(Records from a collection)
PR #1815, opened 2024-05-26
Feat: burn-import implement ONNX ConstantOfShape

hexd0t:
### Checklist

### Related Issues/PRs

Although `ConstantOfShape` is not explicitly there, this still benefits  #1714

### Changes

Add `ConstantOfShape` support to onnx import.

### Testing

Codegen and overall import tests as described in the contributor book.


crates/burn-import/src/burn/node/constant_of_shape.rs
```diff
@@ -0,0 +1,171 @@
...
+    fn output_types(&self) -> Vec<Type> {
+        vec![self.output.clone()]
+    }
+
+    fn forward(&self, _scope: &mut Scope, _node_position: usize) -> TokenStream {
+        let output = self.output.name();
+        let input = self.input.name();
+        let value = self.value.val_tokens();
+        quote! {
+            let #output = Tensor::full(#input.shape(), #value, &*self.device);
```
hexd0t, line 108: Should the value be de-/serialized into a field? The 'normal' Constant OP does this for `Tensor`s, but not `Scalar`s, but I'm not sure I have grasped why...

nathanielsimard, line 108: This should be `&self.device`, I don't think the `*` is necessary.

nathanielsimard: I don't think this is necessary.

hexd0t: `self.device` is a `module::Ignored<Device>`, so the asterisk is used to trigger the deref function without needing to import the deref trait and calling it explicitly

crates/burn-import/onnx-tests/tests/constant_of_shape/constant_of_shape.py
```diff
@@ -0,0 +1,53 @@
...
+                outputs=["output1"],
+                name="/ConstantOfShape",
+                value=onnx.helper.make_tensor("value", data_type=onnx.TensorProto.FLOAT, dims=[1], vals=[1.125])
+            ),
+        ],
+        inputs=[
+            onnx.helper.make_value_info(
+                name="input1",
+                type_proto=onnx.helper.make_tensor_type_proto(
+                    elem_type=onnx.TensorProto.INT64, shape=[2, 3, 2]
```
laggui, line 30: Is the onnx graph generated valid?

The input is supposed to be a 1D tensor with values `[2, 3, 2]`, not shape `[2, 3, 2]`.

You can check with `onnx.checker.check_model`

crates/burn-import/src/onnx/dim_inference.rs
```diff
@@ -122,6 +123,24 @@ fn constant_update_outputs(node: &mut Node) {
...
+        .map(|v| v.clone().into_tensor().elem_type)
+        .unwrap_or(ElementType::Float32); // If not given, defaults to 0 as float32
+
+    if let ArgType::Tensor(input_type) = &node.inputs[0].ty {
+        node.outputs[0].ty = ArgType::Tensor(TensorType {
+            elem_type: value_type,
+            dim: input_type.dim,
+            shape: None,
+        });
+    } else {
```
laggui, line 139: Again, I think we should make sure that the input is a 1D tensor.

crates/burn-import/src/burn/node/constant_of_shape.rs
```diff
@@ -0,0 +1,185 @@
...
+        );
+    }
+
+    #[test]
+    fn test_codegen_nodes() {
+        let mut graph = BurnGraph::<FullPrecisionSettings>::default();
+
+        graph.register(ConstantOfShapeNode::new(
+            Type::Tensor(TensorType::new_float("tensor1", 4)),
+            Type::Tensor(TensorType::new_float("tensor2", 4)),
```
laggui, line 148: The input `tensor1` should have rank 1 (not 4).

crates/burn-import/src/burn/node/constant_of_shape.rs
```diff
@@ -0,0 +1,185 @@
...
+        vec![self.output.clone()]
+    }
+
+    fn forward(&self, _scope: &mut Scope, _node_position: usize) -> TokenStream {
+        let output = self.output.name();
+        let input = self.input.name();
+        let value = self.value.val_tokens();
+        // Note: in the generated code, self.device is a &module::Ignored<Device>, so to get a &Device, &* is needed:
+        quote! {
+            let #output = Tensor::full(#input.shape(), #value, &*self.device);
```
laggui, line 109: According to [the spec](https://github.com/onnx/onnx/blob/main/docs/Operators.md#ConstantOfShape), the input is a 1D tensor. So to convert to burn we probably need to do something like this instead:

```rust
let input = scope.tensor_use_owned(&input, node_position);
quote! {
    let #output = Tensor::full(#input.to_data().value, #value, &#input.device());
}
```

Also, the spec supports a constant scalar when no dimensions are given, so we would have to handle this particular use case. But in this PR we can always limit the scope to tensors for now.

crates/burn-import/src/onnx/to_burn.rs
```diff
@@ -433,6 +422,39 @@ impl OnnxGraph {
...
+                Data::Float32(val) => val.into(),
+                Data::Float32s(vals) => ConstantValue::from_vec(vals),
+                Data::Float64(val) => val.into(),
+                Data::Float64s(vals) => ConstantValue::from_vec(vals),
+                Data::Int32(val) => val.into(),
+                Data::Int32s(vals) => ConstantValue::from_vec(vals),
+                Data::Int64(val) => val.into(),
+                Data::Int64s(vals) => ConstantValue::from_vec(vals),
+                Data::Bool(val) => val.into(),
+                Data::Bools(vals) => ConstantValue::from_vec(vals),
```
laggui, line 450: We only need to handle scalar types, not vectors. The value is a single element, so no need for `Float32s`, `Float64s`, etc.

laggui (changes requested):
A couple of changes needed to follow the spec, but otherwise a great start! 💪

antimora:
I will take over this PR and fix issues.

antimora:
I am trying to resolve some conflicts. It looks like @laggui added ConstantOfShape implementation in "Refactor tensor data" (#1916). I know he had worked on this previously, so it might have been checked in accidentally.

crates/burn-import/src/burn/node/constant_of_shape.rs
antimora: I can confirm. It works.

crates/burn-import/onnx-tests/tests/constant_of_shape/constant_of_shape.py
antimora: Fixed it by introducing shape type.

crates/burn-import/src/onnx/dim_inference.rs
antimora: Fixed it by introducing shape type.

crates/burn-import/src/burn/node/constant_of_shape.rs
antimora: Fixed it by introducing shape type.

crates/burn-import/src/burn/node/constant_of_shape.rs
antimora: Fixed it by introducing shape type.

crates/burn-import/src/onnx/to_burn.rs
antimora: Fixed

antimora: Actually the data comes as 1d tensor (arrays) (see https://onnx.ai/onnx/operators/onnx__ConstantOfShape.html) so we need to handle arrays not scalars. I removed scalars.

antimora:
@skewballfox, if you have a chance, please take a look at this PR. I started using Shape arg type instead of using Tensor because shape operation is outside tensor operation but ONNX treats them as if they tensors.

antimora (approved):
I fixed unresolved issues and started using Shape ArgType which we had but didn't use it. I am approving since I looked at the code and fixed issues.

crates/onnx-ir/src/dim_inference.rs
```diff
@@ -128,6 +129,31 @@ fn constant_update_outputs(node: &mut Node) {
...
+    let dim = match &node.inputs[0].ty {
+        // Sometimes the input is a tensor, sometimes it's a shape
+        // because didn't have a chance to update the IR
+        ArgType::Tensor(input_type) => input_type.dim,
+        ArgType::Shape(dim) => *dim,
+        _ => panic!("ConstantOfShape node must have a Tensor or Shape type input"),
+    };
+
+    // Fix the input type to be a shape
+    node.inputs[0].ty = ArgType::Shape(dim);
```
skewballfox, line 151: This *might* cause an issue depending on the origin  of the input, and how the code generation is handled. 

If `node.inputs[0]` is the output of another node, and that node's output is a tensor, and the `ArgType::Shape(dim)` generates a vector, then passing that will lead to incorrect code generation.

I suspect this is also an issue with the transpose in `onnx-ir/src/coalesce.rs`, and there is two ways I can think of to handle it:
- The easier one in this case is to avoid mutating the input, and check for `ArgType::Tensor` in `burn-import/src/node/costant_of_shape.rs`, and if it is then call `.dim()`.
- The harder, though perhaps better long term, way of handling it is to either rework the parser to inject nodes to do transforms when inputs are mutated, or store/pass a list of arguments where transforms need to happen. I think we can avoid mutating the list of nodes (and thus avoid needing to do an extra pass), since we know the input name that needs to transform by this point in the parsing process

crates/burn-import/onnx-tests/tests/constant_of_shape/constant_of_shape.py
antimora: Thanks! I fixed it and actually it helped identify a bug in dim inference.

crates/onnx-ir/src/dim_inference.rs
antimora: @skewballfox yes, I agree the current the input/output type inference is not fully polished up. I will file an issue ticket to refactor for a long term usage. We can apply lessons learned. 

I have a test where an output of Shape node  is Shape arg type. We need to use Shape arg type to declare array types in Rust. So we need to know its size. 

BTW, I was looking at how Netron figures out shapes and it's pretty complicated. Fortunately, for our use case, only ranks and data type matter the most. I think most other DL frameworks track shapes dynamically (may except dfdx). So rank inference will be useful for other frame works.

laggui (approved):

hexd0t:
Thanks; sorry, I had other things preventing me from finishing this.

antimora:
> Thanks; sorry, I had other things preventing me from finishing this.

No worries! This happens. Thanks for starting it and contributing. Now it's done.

■ **Task description**: Find the word "didn" in the data and copy out each line where it turns up.

■ **Task answer**:
I fixed unresolved issues and started using Shape ArgType which we had but didn't use it. I am approving since I looked at the code and fixed issues.
+        // because didn't have a chance to update the IR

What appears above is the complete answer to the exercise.